• What you need to do:
The listing below holds a line with "<Name> not found" and a line with "## Why it reached". Reproduce those two lines exactly, plus everything between them.

• Provided records:
Issue #2548, opened 2026-08-20
[agent instructions][claude][verify] re-pin onnxruntime-gpu to a CUDA-12-built version


dudarenok-maker:
@C:/Users/dudar/AppData/Local/Temp/open-engine-scratch/claude-2554-20260821-014123/body-2548.md

dudarenok-maker:
AGENT CLAIMED
Agent: claude

Starting verify pass for the CUDA-12 onnxruntime-gpu re-pin (child of #2534). Will read the diff on branch fix/sidecar-2534-ort-cuda12-pin, reproduce the CUDAExecutionProvider construction empirically, run typecheck + server tests, then report per the FAIL/PASS ordering in the brief.

dudarenok-maker:
AGENT DONE
Agent: claude

Verdict: PASS. Re-verified the CUDA-12 re-pin task child (#2547) independently rather than trusting its completion report, and opened the PR: https://github.com/dudarenok-maker/Castwright/pull/2576 (Closes #2534).

Checklist against the parent's acceptance:
- `ONNXRUNTIME_GPU_CONSTRAINT` (install-ort.mjs:219) no longer requires CUDA 13.x — pinned `>=1.26,<1.27`, which resolves to onnxruntime-gpu 1.26.0.
- Completion report showed real verification commands/output (session construction, not just `get_available_providers()`) — and I reproduced it myself independently: fresh scratch venv on this box, torch==2.11.0+cu128, onnxruntime-gpu==1.26.0, torch's bundled cuDNN 9 + CUDA 12.4 on the DLL search path (matching how the deployed sidecar venv is wired):
  ```
  onnxruntime version: 1.26.0
  available providers: ['TensorrtExecutionProvider', 'CUDAExecutionProvider', 'CPUExecutionProvider']
  session providers: ['CUDAExecutionProvider', 'CPUExecutionProvider']
  run output: [[6.0, 8.0, 10.0, 12.0]]
  CUDA SESSION OK + RUN OK
  ```
  A real `InferenceSession(providers=['CUDAExecutionProvider','CPUExecutionProvider'])` construction and run, landing on CUDA first — not the CPU-fallback check the issue's root-cause warned against.
- Doc comment above the constraint names the newly-validated version (1.26.0) and date (2026-08-21), replacing the old "1.27.0" line.
[...]

Issue #2547, opened 2026-08-20
[agent instructions][cline][task] re-pin onnxruntime-gpu to a CUDA-12-built version


dudarenok-maker:
## What

Re-pin `ONNXRUNTIME_GPU_CONSTRAINT` in `server/tts-sidecar/scripts/install-ort.mjs`
away from `onnxruntime-gpu` 1.27.x (which requires CUDA 13.x / cuDNN 9.x runtime
libraries) to the newest `onnxruntime-gpu` line that is actually built against
CUDA 12.x — matching what this box (and presumably most operator boxes today) has
installed system-wide. Decision made on parent #2534: re-pin to a CUDA-12-built
version (not vendoring CUDA 13 via pip, not requiring an operator toolkit upgrade).

## Background you need

- The constraint lives in exactly ONE place by design:
  `server/tts-sidecar/scripts/install-ort.mjs:214`:
  `const ONNXRUNTIME_GPU_CONSTRAINT = '>=1.27,<1.28';` — read the doc comment
  directly above it (`:198-213`) before touching it: it explains why this floor-
  plus-cap-on-minor pattern exists (so a same-line patch flows without a code
  change) and why the constraint can NEVER move into `requirements/*.txt` (those
  overlays are also read on macOS, which has no `onnxruntime-gpu` wheel at all, and
  `tests/test_requirements.py`'s `test_no_bare_unmarked_onnxruntime_gpu` enforces a
  bare `onnxruntime-gpu` line never lands there).
- Root cause (issue #2534): `onnxruntime-gpu` 1.27.0 requires CUDA 13.x runtime
  libraries (its own error names `cublasLt64_13.dll`). This box has CUDA 12.4
  system-wide (`cublasLt64_12.dll`, not `_13`). `onnxruntime.get_available_providers()`
  still lists `CUDAExecutionProvider` (the provider library ships regardless), but
  actually constructing a session with it fails with `Error 126: The specified
  module could not be found` and silently falls back to CPU — no error, no warning.
- You need to determine the correct replacement constraint. **This requires actual
  research, not a guess**: check `onnxruntime-gpu`'s published release history (e.g.
  `pip index versions onnxruntime-gpu`, or PyPI/the project's own release notes) to
  find the newest 1.x line whose GPU execution provider is built against CUDA 12.x
  (not 13.x) — i.e. the last minor line before the CUDA-13 requirement was
  introduced. Confirm your choice empirically: install the candidate version into a
[...]

Issue #2192, opened 2026-08-06
Qwen3 install fails with WinError 5 on a locked onnxruntime DLL, and silently replaces onnxruntime-gpu with the CPU build when it succeeds


dudarenok-maker:
Reported by @totallyfreak (Pinokio install, Windows 11, 12 GB VRAM), 2026-08-06:

```
install-qwen3.mjs exited with code 1. ERROR: Could not install packages due to an
OSError: [WinError 5] Accès refusé:
'E:\pinokio\api\Castwright.git\server\tts-sidecar\.venv\Lib\site-packages\onnxruntime\capi\onnxruntime_providers_shared.dll'
Check the permissions.
```

This is **not** a filesystem-permissions problem. `WinError 5` on a `.dll` is Windows'
"the file is memory-mapped by a running process." Two distinct defects sit behind it,
and the second one is worse because it is silent.

## Defect A — the Qwen3 install races the running sidecar's onnxruntime lock

1. `qwen-tts==0.1.1` declares `Requires-Dist: onnxruntime` — plain, unpinned.
2. On an NVIDIA-profile box the venv deliberately carries **`onnxruntime-gpu`** instead,
   swapped in by `install-ort.mjs`, which describes itself as "the SINGLE enforcement
   point for GPU Kokoro". pip does **not** accept `onnxruntime-gpu` as satisfying a
   requirement named `onnxruntime` — different distribution names, same `onnxruntime/`
   namespace directory.
3. So `install-qwen3.mjs:399`'s `pip install qwen-tts -c base.txt` always resolves plain
   `onnxruntime` as a *missing* dependency and tries to write it over the GPU runtime's
   files.
4. The sidecar's startup handler runs `_run_device_probe()` (`main.py:9174`, wired into
   the startup sequence at `main.py:668`), which does `import onnxruntime`
   **unconditionally on every boot** — not gated on Kokoro ever being loaded. That maps
   `onnxruntime_providers_shared.dll` and Windows holds the lock for the process
   lifetime.
5. `POST /api/qwen/install` spawns the installer **without stopping or unloading the
   sidecar** — there is no stop/unload path in `server/src/routes/qwen-install.ts` or
   `server/src/tts/qwen-install-bootstrap.ts`.

pip therefore tries to overwrite a locked DLL → `WinError 5` → pip exits 1 →
`install-qwen3.mjs` exits 1. Reproducible by construction on any box where the app is
running when the in-app Qwen3 installer is used.

[...]

Issue #1952, opened 2026-07-29
openapi-setup-parity.test.ts is LF-only: the Windows cross-OS leg fails 7 tests on a CRLF checkout


dudarenok-maker:
`Cross-OS Verify` has been red on `main` since the 2026-07-29 cron run
([run 30423665833](https://github.com/dudarenok-maker/Castwright/actions/runs/30423665833)):
the `windows-latest` leg fails 7 tests in `server/src/routes/openapi-setup-parity.test.ts`,
all with `schema <Name> not found in openapi.yaml: expected -1 to be greater than -1`.
macOS and the Ubuntu PR battery are green.

## Cause

`schemaBlock()` anchors on an LF-only literal:

```ts
const anchor = `\n    ${schemaName}:\n`;
const start = yaml.indexOf(anchor);
```

`.gitattributes` declares `* text=auto` and does **not** pin `openapi.yaml`, so a
Windows checkout with `core.autocrlf=true` (the GitHub `windows-latest` default)
materialises the file with CRLF. `indexOf` then returns `-1` for every schema.
Reproduced locally against the real file:

```
LF   indexOf('\n    BlockerCause:\n'):  308668
CRLF indexOf('\n    BlockerCause:\n'):  -1
```

The sibling `every /api/setup/* route the server mounts is described` test survives
because JS `$` under `/m` matches before `\r` as well as `\n` — which is exactly why
the failure count is 7 and not 8.

## Why it reached `main`

The test landed 2026-07-27 (56308d40 / a74cd636, fe-57 / #1883). PR CI runs on Ubuntu
only, and `cross-os.yml` runs twice weekly — the last green run predates the test.
Local Windows dev boxes carry `core.autocrlf=false`, so it passes there too.

The three other runtime readers of `openapi.yaml`
(`server/src/routes/voice-library.test.ts:2604`, `src/lib/api.clone-voice.test.ts:126`
and `:155`) happen to be safe today only because their anchors carry no embedded
newline — the class is latent, not absent.

## Acceptance

- `openapi-setup-parity.test.ts` passes against a CRLF copy of `openapi.yaml`, pinned
  by a regression test that fails before the fix.
- A CRLF checkout can no longer occur for `openapi.yaml` at all, closing the class for
  every current and future consumer.
- `Cross-OS Verify` is green on `main`.

## Key files

- `server/src/routes/openapi-setup-parity.test.ts`
- `.gitattributes`

PR #2576, opened 2026-08-21
fix(sidecar): re-pin onnxruntime-gpu to a CUDA-12-built version

### LINKED ISSUE #2534: onnxruntime-gpu 1.27 silently falls back to CPU on CUDA 12.4/cuDNN mismatch
## Summary

`onnxruntime-gpu` 1.27 silently falls back to `CPUExecutionProvider` on this box's CUDA 12.4 / cuDNN mismatch, instead of erroring or warning. `onnxruntime.get_available_providers()` reports `CUDAExecutionProvider` as available even though actually constructing a session with it fails.

## Root cause

`onnxruntime-gpu` is pinned to `>=1.27,<1.28` (`server/tts-sidecar/scripts/install-ort.mjs:214`, `ONNXRUNTIME_GPU_CONSTRAINT`). `onnxruntime-gpu` 1.27.0 requires CUDA 13.x and cuDNN 9.x runtime libraries (its own error names them: `onnxruntime_providers_cuda.dll` depends on `cublasLt64_13.dll`). This box has only CUDA 12.4 installed system-wide (`C:\Program Files\NVIDIA GPU Computing Toolkit\CUDA\v12.4`, providing `cublasLt64_12.dll`, not `_13`), and no pip-vendored CUDA 13 runtime packages appear anywhere in `server/tts-sidecar/requirements/`. The driver (610.88) does support CUDA 13 — this is a missing-runtime-library gap, not a driver/hardware limit.

`import onnxruntime as ort; ort.get_available_providers()` correctly lists `CUDAExecutionProvider` (the provider *libraries* are present), but actually constructing a session with it (`onnxruntime.InferenceSession(..., providers=['CUDAExecutionProvider', ...])`, or `kokoro_onnx.Kokoro(...)` with `ONNX_PROVIDER=CUDAExecutionProvider`) fails with `Error 126: The specified module could not be found` and **silently falls back to `CPUExecutionProvider`** — no error surfaced to the operator, no warning logged.

## Evidence

Reproduced during wave-3 on-box acceptance testing of register rows A39/A40/A41 (`docs/testing/onbox-wave3-results/step-2-ort-marker.md`):

- Genuine from-scratch `node scripts/bootstrap-venv.mjs py -3.12` with `ACCELERATOR=nvidia`: marker write and `pip check` both correct, but loading Kokoro's execution provider fell back to CPU.
- Reproduced identically against the **live** sidecar venv, read-only (no modification) — not specific to the throwaway A39 venv.
- Blocks the "Kokoro reports `CUDAExecutionProvider`" success criterion for register rows A39, A40, and (indirectly, on re-check) A41 — every wave-3 row whose final check is "the app actually renders on GPU."

## Decision owed

Three defensible outcomes — not fixing here, needs a design call:

1. Add the CUDA 13 / cuDNN 9 runtime as pip-installable packages to `server/tts-sidecar/requirements/nvidia-cuda.txt` (the `nvidia-cublas-cu13` / `nvidia-cudnn-cu9`-shaped packages `onnxruntime-gpu` 1.27 expects), so the venv is self-contained and doesn't depend on the box's system CUDA toolkit version.
2. Re-pin `ONNXRUNTIME_GPU_CONSTRAINT` to a version of `onnxruntime-gpu` built against CUDA 12.x, matching what's actually installed system-wide today.
3. Upgrade the box's system CUDA toolkit to 13.x (operator action, out of an agent's box-safety scope).

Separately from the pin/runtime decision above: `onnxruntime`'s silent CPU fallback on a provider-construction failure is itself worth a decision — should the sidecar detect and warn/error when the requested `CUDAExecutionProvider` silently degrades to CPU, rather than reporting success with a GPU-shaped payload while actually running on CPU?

• Solution:
all with `schema <Name> not found in openapi.yaml: expected -1 to be greater than -1`.
macOS and the Ubuntu PR battery are green.

## Cause

`schemaBlock()` anchors on an LF-only literal:

```ts
const anchor = `\n    ${schemaName}:\n`;
const start = yaml.indexOf(anchor);
```

`.gitattributes` declares `* text=auto` and does **not** pin `openapi.yaml`, so a
Windows checkout with `core.autocrlf=true` (the GitHub `windows-latest` default)
materialises the file with CRLF. `indexOf` then returns `-1` for every schema.
Reproduced locally against the real file:

```
LF   indexOf('\n    BlockerCause:\n'):  308668
CRLF indexOf('\n    BlockerCause:\n'):  -1
```

The sibling `every /api/setup/* route the server mounts is described` test survives
because JS `$` under `/m` matches before `\r` as well as `\n` — which is exactly why
the failure count is 7 and not 8.

## Why it reached `main`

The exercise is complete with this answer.